In the 1790s, a two-story log structure on the site of the Burwell hosted classes for Blount College, considered by some to be the first co-educational university, and which later evolved into the University of Tennessee.

The building itself was originally built and owned by the Knoxville Banking and Trust Company. The steel frame structure was completed in 1907, after which Maud the mule was hoisted as part of the topping off ceremony attended by thousands of people. Maud became the construction crew mascot after frequently hanging around to watch the building construction, and she was named after the ornery female mule in the comic strip And Her Name Was Maud.

The building was completed in 1908. As a 10-story steel frame building measuring 166 ft in height, the Burwell was Knoxville's tallest building until the completion of the Holston in 1913, and the first considered a skyscraper. The Knoxville Banking & Trust Building became a prestigious address for Knoxville professionals.

=== Early history ===
In 1912, the building was acquired by the Southern Railway Company, who established their Knoxville ticket office in the prior bank lobby.

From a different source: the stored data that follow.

PR #10100, opened 2026-09-10
fix: ask for form value sources as a fill_form parameter

### LINKED ISSUE #10071: Hackathon 25.3: Source tracking is enabled and no model ever reports a source
### Description

```java
controller.setSourceTrackingEnabled(true);
```

then a real turn against OpenAI, then `controller.getFieldSource(field)` for every field the model filled. Empty, every time, with `gpt-4o-mini` and with `gpt-4o`, over more than a dozen live runs.

The plumbing works. Hand the same controller a fill that carries `confidence` and `extracts` and the value comes back and the marker's popover renders it, so the parser and the API are fine. What never happens is the model producing that shape.

The `fill_form` parameter schema is

```json
{ "values": { "type": "object", "additionalProperties": true } }
```

which says nothing about a source, so whether one arrives rests entirely on prose in the tool description.

### Why it matters

Source tracking is the headline of the 25.3 form controller and the reason an application turns it on. Without it the field marker has a badge, an explanation and a revert control, and nothing to say about where the value came from.

We also asked for it in our own system prompt, which the documentation says outranks the controller's instructions, and it changed nothing.

### Expected

Put `confidence` and `extracts` in the `fill_form` schema, so the model is asked for them by the shape of the call rather than by a sentence.

### Reproduce

Any `FormAIController` with source tracking on, a real key, and one prompt that fills a field. Then `getFieldSource` on that field.

### What a live run showed

Reproduced with the project below, `setSourceTrackingEnabled(true)`, one clean turn against `gpt-4o-mini` that filled two fields:

```
name    value=Ana Torres    source=(none)
phone   value=600123456     source=(none)
```

The field marker renders and its popover opens, and what it has to say is "This field value was modified by AI." and a Revert Value button. Nothing about where the value came from, because there is nothing to say.

### Getting the project

[`ai-live.zip`](https://github.com/vaadin/hackathon-25-3/raw/f36086c0050c7fc2fc175ed169a155c3ba418413/specs/issues/projects/ai-live.zip), 10 KB, sources only: four routes, one per finding, and the feature flag file the AI components need.

```
export OPENAI_API_KEY=...
mvn spring-boot:run
```

Then `http://localhost:8140/form`. It really calls the model, so it costs a few cents a run.

Found on 25.3.0-beta1 with `vaadin-ai-extensions-flow` and Spring AI 2.0.0.

tomivirkki:
Fixes #10071

## Summary
- Source tracking relied on prose in the `fill_form` description asking the model to wrap document-derived values in an envelope. gpt-4o follows it, gpt-4o-mini never does, so smaller models filled every field but reported no source.
- While source tracking is on, `fill_form` now declares a `sources` parameter next to `values`, keyed by the same field ids and carrying the confidence level and extracts. Asked for by the schema, gpt-4o-mini reports a source for every value read from an attachment and still leaves prompt-derived values without one.
- When source tracking is off the tool definition is byte-identical to before, and the public API (`getFieldSource()`, `ValueSource`, the field marker) is unchanged.


vaadin-ai-components-flow-parent/vaadin-ai-extensions-flow/src/test/java/com/vaadin/flow/component/ai/form/SourceTrackingTest.java
```diff
@@ -1007,13 +1144,19 @@ private static JsonNode fill(FormAIController controller,
...
-        return """
-                {"value": "%s", "confidence": "high", "extracts": [
-                  {"text": "snippet", "location": {"type": "page-region",
-                   "page": 1, "rect": [0.1, 0.2, 0.3, 0.04]}}]}"""
-                .formatted(value);
+    /**
+     * Executes {@code fill_form} with a single-field payload whose value is the
+     * given JSON text and whose source, under the same field id, is the given
+     * JSON text, and returns the parsed response.
+     */
```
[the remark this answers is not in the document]
tomivirkki: Done, tests added

vaadin-ai-components-flow-parent/vaadin-ai-extensions-flow/src/main/java/com/vaadin/flow/component/ai/form/FormAITools.java
```diff
@@ -33,6 +37,86 @@ final class FormAITools {
...
+                  "additionalProperties": true
+                },
+                "sources": {
+                  "type": "object",
+                  "description": "For every value in \\"values\\" that was read from an attached document, where it was read from, keyed by the same field id.",
+                  "additionalProperties": {
+                    "type": "object",
+                    "properties": {
+                      "confidence": {
+                        "type": "string",
```
ugur-vaadin, line 78: I wonder if having a description here would help.

ugur-vaadin (approved):
Added one comment.

vaadin-ai-components-flow-parent/vaadin-ai-extensions-flow/src/main/java/com/vaadin/flow/component/ai/form/FormAITools.java
tomivirkki: Added the missing description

In 1917, Clay Brown Atkin, who funded many buildings' construction and was claimed to be the biggest mantel manufacturer in the world, bought the building and honorarily named it after his wife, Mary Burwell (1871-1949).

The building was scaled in 1918 by George Polley the “human fly,” who took less than 30 minutes to climb the 166 foot structure.

=== Later history ===
The Burwell was purchased in 1981 by Dick Broadcasting Company, and it was added to the National Register of Historic Places in 1982.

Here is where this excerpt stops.